* **Saved data entries**:
:::::

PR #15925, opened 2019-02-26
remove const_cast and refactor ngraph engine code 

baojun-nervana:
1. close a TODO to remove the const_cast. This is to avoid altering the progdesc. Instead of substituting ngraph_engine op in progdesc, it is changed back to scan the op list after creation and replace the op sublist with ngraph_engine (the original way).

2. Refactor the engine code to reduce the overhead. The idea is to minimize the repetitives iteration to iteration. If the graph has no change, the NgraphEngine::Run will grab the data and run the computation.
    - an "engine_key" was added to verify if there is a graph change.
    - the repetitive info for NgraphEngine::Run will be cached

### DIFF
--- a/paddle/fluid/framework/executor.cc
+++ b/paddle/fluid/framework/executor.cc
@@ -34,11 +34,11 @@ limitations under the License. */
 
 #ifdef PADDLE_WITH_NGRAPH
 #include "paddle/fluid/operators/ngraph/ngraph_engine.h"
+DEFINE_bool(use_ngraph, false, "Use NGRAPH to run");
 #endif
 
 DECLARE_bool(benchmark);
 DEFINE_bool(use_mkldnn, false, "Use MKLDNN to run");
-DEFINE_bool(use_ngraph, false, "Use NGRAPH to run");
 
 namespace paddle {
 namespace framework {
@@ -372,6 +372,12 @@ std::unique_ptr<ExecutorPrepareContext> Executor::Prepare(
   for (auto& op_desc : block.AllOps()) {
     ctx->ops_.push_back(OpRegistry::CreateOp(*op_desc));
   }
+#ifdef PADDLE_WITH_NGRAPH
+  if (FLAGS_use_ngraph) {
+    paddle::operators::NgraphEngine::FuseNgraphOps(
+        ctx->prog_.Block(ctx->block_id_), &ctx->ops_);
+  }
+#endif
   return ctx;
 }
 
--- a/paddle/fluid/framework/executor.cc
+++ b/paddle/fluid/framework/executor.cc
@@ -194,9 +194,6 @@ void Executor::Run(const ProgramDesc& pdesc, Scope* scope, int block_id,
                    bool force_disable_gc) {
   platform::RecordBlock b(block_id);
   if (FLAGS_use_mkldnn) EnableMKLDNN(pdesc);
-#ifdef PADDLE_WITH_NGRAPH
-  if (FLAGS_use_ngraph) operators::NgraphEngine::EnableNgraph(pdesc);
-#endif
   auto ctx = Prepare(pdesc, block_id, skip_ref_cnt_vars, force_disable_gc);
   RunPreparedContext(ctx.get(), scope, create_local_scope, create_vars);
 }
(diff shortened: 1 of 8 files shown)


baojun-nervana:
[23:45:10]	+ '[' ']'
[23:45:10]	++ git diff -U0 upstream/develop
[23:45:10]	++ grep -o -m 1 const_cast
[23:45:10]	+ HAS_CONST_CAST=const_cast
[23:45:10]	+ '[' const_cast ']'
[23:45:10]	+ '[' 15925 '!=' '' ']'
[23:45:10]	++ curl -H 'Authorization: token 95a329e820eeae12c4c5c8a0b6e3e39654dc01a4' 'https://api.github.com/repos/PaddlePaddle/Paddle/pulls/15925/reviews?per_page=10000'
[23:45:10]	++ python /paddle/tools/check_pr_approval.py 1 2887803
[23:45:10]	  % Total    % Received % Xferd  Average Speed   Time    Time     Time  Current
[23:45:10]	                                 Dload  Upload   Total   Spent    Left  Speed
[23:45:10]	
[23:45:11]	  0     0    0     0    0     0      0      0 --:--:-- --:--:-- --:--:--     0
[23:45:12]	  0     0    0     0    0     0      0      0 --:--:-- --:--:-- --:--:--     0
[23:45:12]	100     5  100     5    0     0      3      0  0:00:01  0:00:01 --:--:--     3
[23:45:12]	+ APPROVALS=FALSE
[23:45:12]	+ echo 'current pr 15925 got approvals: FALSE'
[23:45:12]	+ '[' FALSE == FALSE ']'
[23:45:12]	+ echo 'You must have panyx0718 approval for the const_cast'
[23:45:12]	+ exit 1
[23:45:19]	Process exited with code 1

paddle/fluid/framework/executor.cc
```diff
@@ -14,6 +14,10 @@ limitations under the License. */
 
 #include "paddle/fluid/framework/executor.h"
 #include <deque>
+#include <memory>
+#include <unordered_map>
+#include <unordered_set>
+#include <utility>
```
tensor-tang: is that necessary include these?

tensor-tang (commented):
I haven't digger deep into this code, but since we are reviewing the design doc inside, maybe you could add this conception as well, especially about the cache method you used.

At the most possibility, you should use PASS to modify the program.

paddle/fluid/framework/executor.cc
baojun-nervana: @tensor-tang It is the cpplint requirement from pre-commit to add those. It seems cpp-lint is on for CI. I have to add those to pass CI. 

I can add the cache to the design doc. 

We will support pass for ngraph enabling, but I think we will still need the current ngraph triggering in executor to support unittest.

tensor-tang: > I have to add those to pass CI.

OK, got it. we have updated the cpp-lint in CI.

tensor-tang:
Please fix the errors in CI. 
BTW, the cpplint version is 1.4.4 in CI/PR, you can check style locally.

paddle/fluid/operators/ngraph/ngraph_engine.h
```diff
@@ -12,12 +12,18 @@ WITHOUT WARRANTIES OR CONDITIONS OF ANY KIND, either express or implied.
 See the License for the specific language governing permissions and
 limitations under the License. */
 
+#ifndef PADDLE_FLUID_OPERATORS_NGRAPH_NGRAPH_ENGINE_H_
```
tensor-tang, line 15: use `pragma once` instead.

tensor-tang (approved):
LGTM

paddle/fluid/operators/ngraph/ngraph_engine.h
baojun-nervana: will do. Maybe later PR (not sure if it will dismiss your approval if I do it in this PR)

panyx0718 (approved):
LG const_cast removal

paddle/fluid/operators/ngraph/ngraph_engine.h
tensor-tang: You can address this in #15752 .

:::::

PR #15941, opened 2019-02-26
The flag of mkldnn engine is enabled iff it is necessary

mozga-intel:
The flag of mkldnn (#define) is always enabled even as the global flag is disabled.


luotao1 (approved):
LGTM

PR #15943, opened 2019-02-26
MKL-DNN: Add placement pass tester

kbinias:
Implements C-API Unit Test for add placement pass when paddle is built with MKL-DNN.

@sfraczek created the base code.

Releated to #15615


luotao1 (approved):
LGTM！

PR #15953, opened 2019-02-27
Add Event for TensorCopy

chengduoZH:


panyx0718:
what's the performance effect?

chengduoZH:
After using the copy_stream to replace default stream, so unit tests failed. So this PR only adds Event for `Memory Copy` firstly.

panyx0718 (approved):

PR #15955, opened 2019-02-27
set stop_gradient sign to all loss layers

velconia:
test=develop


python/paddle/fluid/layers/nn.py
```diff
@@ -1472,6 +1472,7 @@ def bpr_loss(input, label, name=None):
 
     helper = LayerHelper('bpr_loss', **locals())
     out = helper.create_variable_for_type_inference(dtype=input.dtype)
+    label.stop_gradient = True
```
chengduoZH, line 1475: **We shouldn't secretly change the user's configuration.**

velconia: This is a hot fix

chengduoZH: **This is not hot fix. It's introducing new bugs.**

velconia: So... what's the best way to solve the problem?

:::::

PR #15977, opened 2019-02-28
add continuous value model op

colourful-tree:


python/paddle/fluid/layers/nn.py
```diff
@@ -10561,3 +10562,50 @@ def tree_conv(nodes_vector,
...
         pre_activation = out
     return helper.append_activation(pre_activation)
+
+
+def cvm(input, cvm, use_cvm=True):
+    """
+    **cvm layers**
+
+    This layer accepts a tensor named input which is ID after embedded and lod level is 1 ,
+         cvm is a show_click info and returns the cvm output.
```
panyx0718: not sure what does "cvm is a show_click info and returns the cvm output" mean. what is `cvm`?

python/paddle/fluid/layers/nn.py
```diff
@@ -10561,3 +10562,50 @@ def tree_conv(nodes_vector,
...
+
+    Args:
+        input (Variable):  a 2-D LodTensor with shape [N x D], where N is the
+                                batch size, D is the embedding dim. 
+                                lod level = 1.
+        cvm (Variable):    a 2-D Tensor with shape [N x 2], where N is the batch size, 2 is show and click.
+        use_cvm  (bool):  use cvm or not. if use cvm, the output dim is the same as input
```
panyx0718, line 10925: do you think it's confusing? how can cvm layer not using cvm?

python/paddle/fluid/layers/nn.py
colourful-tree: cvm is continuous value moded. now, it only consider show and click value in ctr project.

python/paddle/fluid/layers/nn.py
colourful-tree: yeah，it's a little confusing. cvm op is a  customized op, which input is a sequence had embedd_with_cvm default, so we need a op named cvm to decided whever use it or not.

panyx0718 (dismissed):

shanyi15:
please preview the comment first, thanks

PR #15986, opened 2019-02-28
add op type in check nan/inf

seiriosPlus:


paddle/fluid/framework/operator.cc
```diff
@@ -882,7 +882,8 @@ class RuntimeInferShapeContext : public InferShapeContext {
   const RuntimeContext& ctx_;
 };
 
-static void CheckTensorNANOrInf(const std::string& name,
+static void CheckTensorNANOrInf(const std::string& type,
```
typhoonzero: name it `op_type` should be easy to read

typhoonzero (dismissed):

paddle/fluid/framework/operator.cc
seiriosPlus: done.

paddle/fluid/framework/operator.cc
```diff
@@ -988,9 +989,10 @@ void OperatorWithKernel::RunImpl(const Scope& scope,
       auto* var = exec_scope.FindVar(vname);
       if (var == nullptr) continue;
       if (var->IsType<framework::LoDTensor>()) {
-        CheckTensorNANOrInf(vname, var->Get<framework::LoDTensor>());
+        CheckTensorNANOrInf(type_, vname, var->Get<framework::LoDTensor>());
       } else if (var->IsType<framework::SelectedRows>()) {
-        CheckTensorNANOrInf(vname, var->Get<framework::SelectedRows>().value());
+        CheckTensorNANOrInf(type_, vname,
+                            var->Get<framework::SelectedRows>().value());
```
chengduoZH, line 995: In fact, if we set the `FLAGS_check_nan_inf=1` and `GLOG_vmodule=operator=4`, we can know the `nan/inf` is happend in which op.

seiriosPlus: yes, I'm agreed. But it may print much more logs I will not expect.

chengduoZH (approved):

:::::

* **TO DO**:
Among the entries above, copy exactly only the lines starting with the one containing "We will support" and going through the one containing "LG const_cast removal", both ends included.

* **RESPONSE**:
We will support pass for ngraph enabling, but I think we will still need the current ngraph triggering in executor to support unittest.

tensor-tang: > I have to add those to pass CI.

OK, got it. we have updated the cpp-lint in CI.

tensor-tang:
Please fix the errors in CI. 
BTW, the cpplint version is 1.4.4 in CI/PR, you can check style locally.

paddle/fluid/operators/ngraph/ngraph_engine.h
```diff
@@ -12,12 +12,18 @@ WITHOUT WARRANTIES OR CONDITIONS OF ANY KIND, either express or implied.
 See the License for the specific language governing permissions and
 limitations under the License. */
 
+#ifndef PADDLE_FLUID_OPERATORS_NGRAPH_NGRAPH_ENGINE_H_
```
tensor-tang, line 15: use `pragma once` instead.

tensor-tang (approved):
LGTM

paddle/fluid/operators/ngraph/ngraph_engine.h
baojun-nervana: will do. Maybe later PR (not sure if it will dismiss your approval if I do it in this PR)

panyx0718 (approved):
LG const_cast removal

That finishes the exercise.